Things don’t begin quite well for The Parr Family as we see them back on the big screen after 14 years battling Underminer and trying to stop him from robbing the Metroville Bank. The Super Relocation programme has been shut down, the superheroes have been declared illegal and a dreary future awaits the family of five—a week in the motel and a dull routine thereafter with Bob taking on a normal job and Helen managing the home.
Things brighten up when their super-friend Frozone shows the way to telecom tycoon and superhero fan Winston Deavor and his brilliant sister Evelyn. The two have a plan to bring the spotlight back on the superheroes’ crime-fighting ways and to get them their rightful legal place in the sun. While they recruit Helen aka Elastigirl for their mission, Bob takes charge of the new fancy home and kids. The dash of dark comes in later in the form of the new villain ScreenSlaver. What follows is a breathless rollercoaster ride with some breakneck action set-pieces, identifiable, heart-tugging emotions and sparkling humour. The visuals, voiceovers and music are all in perfect sync. Brad Bird creates an immersive, mesmerising world that you flow into unquestioningly instead of pausing to crib about the sundry plotholes and twists and turns.
- Director: Brad Bird
- Cast: Craig T. Nelson, Holly Hunter, Samuel L. Jackson
- Storyline: The Parr family—Bob, Helen, Dash, Violet and Jack Jack—returns in the sequel to The Incredibles (2004) to get superheroes their rightful place back in American crime-fighting.
- Runtime: 118 minutes
The film is also thoughtful in its own way. Though set in 1960s it’s got something eminently contemporray about it. Be it the portrayal of adolescent angst, the theme of domesticity and parental role-playing or that of bridging the gender divides. The hunky man slips back into the home and the kitchen, making pancakes, changing diapers and learning maths in order to be able to teach his son. On the other hand – the lady of the house, the supposedly weaker sex, riding away manically in her new wheels to save the city, society, country and humanity.

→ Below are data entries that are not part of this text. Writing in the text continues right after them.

Issue #1585, opened 2026-01-21
screenshot mask locators only masking first found item


theoephraim:
## Environment Information

**Stagehand:**

- Language/SDK: TypeScript
- Stagehand version: 3.0.7

## Issue Description

It seem that when using the `mask` option on `page.screenshot`, that only the first matching element is masked.

If this is intended behaviour, it certainly was not expected. There does not seem to be any way to explicitly opt into masking all matching elements.

### Steps to Reproduce

1. use `page.screenshot` with an overly broad locator (e.g., `mask: page.locator('input')`)
2. call page.screenshot on a page with multiple matching elements
3. save the screenshot to a file to observe
4. note that only the first input is masked

### Minimal Reproduction Code

I will try to set up a minimal repro and edit this soon.

seanmcguire12:
hey @theoephraim this is definitely a bug, thanks for flagging! working on a fix now

seanmcguire12:
going to close this one @theoephraim since #1612 was merged? should be available on the alpha release now

PR #1612, opened 2026-01-26
[fix]: `mask` param in `page.screenshot()` only applied to first node

seanmcguire12:
# why
- fixes issue #1585 
- the `mask` param should be applied to all nodes that the locator resolves to (unless `.nth()` is specified) 
- currently, it is only being applied to the first node
# what changed
- renamed `resolveMaskRect()` to `resolveMaskRects()`, and updated behaviour to resolve all bounding rects instead of just 1
- added `locator.resolveNodesForMask()` which is called by `resolveMaskRects()` and resolves all nodes & object IDs so they can be iterated through, and have masks applied to them
# test plan
- extended tests in `page-screenshot.spec.ts` to cover the case where multiple elements match the `mask` locator

### DIFF
--- a/packages/core/lib/v3/understudy/frameLocator.ts
+++ b/packages/core/lib/v3/understudy/frameLocator.ts
@@ -155,7 +155,7 @@ class LocatorDelegate {
     const value = Number(index);
     if (!Number.isFinite(value) || value < 0) {
       throw new StagehandInvalidArgumentError(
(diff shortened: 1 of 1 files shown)


seanmcguire12:
@greptileai

seanmcguire12:
@cubic-dev-ai

seanmcguire12:
@cubic-dev-ai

In the midst of the preponderance of bro-code, both in films and in reality, there is a freshness to the woman-to-woman talk between Helen and Evelyn, a rare sorority of sisters. There is also a larger comment on the image-heavy world we live in. If, on the one hand, media and its images can be harnessed positively to build support and public trust, you also have the ScreenSlaver hypnotising and brainwashing people into zombies, something our mobiles, tablets, laptops and the Whatsapp forwards are wont to do.
Of course, all this plays out more superficial than profound but then Incredibles 2 consciously harks back to the simple and the fun than the dark and angsty world of the superheroes. Here the weather is primarily sunny with just some showers and a few dark spells. Blame it all on the youngest member of the Parr family. Jack Jack is a thumping reassertion of the stress-busting capability of the widely circulated Taimur Ali Khan pictures and the innumerable cats, dogs and kids videos. Without them how will we ever find our sanity? The infant Parr brings the house down with his pot pourri of newly-found powers. He is an irresistible, endlessly gurgly delight who singlehandedly fashions a film that can bring a big, huge “awwwww” out of the most cynical of critics.